114:00 — Duality, upper bounds, and policy quality in Multistage Stochastic Programming

The standard SDDP algorithm produces lower estimates of the value functions at each stage, which in turn induce a policy. In the risk-neutral setting, the cost of such a policy can be estimated by Monte-Carlo, which also yields an upper bound for the optimal value of the problem. In the risk-averse case, due to the variable weighting of scenarios, such elementary estimates are not easily available. A natural alternative is to construct upper bounds for the value functions themselves. This can be performed either with inner approximations or through the dual problem, which both require an estimate of the Lipschitz constant of the value functions. We show that the dual method yields policies with guaranteed upper bounds on the risk-adjusted costs, similarly to policies induced by inner approximations. This contrasts to the policies constructed from lower bounds, which could have poor quality even for a good lower bound. We further show that an appropriate relaxation of the dual method is equivalent to the inner approximations, which provides an interesting link between the upper bound algorithms.

214:30 — Data-Driven Stochastic Dual Dynamic Programming: Performance Guarantees and Regularization Schemes

We propose a data-driven scheme for multistage stochastic linear programming with Markovian random parameters by extending the stochastic dual dynamic programming (SDDP) algorithm. In our data-driven setting, only a finite number of historical trajectories are available. The proposed SDDP scheme evaluates the cost-to-go functions only at the observed sample points, where the conditional expectations are estimated empirically using kernel regression. The scheme thus avoids the construction of scenario trees, which may incur exponential time complexity during the backward induction step. However, if the training data is sparse, the resulting SDDP algorithm exhibits a high optimistic bias that gives rise to poor out-of-sample performances. To mitigate the small sample effects, we adopt ideas from the distributionally robust optimization (DRO), which replaces the empirical conditional expectation in the cost-to-go function with a worst-case conditional expectation over a polyhedral ambiguity set. We derive the theoretical out-of-sample performance guarantee of the data-driven SDDP scheme and show that the dependence of its sample complexity on the number of time stages is merely polynomial. Finally, we validate the effectiveness of the proposed algorithm and demonstrate its superiority over existing data-driven schemes through extensive numerical experiments.

315:00 — Multistage stochastic inventory optimization with contracting

We consider a multistage stochastic production planning problem over a 12 month planning horizon faced by New Zealand's largest dairy products manufacturer. The sales price for each product follows a random process. In each month, the company decides a mix of products to make, what products to sell immediately, and what products to store for later sales. In the absence of contracting we present a separation result that can be used to determine a production plan independent of a sales/inventory policy. When the company arranges forward sales contracts, the optimal production and sales policies become coupled. We present some numerical results for policies computed using SDDP and compare them with policies derived from model predictive control.

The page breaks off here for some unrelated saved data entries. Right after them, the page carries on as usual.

PR #1430, opened 2022-11-20
feat: add polywrap.yaml project resources

dOrgJelli:


packages/test-cases/cases/cli/wasm/build-cmd/assemblyscript/015-resource-files/polywrap.yaml
```diff
@@ -0,0 +1,11 @@
+format: 0.3.0
+project:
+  name: test-project
+  type: wasm/assemblyscript
+source:
+  module: ./src/index.ts
+  schema: ./src/schema.graphql
+resources:
```
nerfZael: I'd propose having a single directory for resources:
```
resources: ./resources
```
And resources dir would look like e.g.:
- README.md
- some-dir
  - some-file.txt
And then build artifacts would be:
- wrap.info
- wrap.wasm
- README.md
- some-dir
  - some-file.txt
Instead of having list of files and directories.
This allows the developer to add files to the build artifacts despite them having the same name as the files in the project (e.g. having separate project and build README's that are both named README.md)

dOrgJelli: Okay I agree with this approach, nice 👍

packages/cli/src/lib/Compiler.ts
```diff
@@ -48,12 +48,15 @@ export class Compiler {
...
 
-        // Compile the Wrapper
+        // Compile & Output: wrap.wasm
         await this._buildModules();
       }
 
-      // Output Polywrap Metadata
-      await this._outputPolywrapMetadata();
+      // Copy: Resource files
+      await this._copyResourceFiles();
```
pileks: Is it necessarily the Compiler's responsibility to copy resources and metadata?
IMO, strictly from a definition (what is a compiler?) standpoint, it would make more sense to move this into the build process itself (CLI, build strategy, something third).

Food for thought, and a possible refactor for later.

pileks (dismissed):
Looks great in general, my only comment is more of a "big picture" issue.

packages/test-cases/cases/cli/wasm/build-cmd/assemblyscript/015-resource-files/polywrap.yaml
dOrgJelli: Okay this has been implemented, super nice simplification!

packages/cli/src/lib/Compiler.ts
dOrgJelli: Yep was thinking about this as well. Currently we have the metadata copy logic within the compiler, so that's why I added this there as well.

I'm planning on making a follow up PR that removes the `polywrap.meta.yaml` manifest entirely, so that will be removed from the compiler.

Here's how I see it:
- Build process has multiple steps.
- The "primary" step is compiling the wrap.wasm module.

415:30 — A Multicut Approach to Compute Upper Bounds for Risk-Averse SDDP

Stochastic Dual Dynamic Programming (SDDP) is a widely used and fundamental algorithm for solving multistage stochastic optimization problems. Although SDDP has been frequently applied to solve risk-averse models with the Conditional Value-at-Risk (CVaR), it is known that the estimation of upper bounds is a methodological challenge, and many methods are computationally intensive. In practice, this leaves most SDDP implementations without a practical and clear stopping criterion. In this paper, we propose using the information already contained in a multicut formulation of SDDP to solve this problem with a simple and computationally efficient methodology.

The multicut version of SDDP, in contrast with the typical average cut, preserves the information about which scenarios give rise to the worst costs, thus contributing to the CVaR value. We use this fact to modify the standard sampling method on the forward step so the average of multiple paths approximates the nested CVaR cost. We highlight that minimal changes are required in the SDDP algorithm and there is no additional computational burden for a fixed number of iterations.

We present multiple case studies to empirically demonstrate the effectiveness of the method. First, we use a small hydrothermal dispatch test case, in which we can write the deterministic equivalent of the entire scenario tree to show that the method perfectly computes the correct objective values. Then, we present results using a standard approximation of the Brazilian operation problem and a real hydrothermal dispatch case based on data from Colombia. Our numerical experiments showed that this method consistently calculates upper bounds higher than lower bounds for those risk-averse problems and that lower bounds are improved thanks to the better exploration of the scenarios tree.